Problem details = Write out each line of the entries below that holds the word "result".

-------- The data

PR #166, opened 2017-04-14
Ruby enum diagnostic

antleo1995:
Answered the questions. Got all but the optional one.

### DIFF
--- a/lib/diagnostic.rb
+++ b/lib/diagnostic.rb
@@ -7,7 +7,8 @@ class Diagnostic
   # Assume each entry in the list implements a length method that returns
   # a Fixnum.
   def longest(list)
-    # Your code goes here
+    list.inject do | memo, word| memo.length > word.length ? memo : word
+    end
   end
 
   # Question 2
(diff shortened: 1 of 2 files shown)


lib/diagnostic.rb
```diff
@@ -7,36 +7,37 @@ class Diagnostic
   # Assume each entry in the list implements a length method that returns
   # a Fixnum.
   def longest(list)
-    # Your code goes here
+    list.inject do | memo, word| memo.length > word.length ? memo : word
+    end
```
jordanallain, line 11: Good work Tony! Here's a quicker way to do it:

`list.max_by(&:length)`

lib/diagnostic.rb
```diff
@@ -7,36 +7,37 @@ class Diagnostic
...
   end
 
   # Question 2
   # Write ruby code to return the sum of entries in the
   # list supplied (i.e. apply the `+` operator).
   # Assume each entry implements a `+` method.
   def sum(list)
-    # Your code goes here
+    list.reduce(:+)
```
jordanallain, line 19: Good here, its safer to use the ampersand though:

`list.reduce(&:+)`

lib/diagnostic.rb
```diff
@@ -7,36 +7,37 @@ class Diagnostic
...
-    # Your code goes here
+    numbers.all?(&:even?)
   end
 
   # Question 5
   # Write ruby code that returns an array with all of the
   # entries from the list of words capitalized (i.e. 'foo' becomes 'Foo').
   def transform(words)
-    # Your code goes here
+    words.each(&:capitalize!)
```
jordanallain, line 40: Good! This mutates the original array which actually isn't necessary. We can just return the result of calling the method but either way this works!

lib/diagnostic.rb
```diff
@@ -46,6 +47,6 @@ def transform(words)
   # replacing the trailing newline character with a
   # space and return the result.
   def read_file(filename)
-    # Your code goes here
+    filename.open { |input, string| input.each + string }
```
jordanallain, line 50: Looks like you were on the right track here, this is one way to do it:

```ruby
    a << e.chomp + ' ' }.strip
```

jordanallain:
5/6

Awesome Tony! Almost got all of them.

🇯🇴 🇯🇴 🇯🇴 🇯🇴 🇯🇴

----------------
-------- The data

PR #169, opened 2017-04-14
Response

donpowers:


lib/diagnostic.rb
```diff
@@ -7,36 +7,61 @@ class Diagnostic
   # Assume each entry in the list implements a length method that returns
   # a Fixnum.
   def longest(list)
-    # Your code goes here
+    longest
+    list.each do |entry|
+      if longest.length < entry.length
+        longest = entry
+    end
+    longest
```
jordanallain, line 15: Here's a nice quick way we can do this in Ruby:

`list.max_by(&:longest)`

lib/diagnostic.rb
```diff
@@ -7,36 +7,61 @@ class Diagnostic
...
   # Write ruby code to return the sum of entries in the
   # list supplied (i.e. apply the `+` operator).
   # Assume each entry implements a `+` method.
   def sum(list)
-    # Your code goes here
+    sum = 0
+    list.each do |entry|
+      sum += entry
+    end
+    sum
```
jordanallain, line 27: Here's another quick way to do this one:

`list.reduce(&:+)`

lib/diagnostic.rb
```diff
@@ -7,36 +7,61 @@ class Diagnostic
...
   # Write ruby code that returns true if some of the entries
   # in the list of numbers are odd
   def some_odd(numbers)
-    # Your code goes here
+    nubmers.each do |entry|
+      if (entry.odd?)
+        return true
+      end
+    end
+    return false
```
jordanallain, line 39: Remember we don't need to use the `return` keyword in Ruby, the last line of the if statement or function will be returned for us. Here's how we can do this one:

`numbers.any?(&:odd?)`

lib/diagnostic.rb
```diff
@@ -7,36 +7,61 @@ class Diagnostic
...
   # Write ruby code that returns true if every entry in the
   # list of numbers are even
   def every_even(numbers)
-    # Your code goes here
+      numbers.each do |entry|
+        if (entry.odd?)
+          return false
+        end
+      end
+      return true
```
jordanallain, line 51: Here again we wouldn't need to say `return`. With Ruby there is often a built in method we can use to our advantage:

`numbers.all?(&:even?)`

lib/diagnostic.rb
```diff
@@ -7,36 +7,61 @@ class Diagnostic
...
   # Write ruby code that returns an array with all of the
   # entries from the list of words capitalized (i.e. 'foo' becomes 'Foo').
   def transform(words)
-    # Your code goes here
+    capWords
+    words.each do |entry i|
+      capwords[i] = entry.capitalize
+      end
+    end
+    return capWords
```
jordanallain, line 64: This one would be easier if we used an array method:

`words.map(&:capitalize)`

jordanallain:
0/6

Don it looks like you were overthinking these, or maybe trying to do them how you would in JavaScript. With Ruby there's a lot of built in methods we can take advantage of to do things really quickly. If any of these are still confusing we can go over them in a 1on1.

----------------
-------- The data

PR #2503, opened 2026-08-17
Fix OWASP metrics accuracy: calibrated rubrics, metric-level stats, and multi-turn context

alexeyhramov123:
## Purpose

----------------

Exercise response =
jordanallain, line 40: Good! This mutates the original array which actually isn't necessary. We can just return the result of calling the method but either way this works!
   # space and return the result.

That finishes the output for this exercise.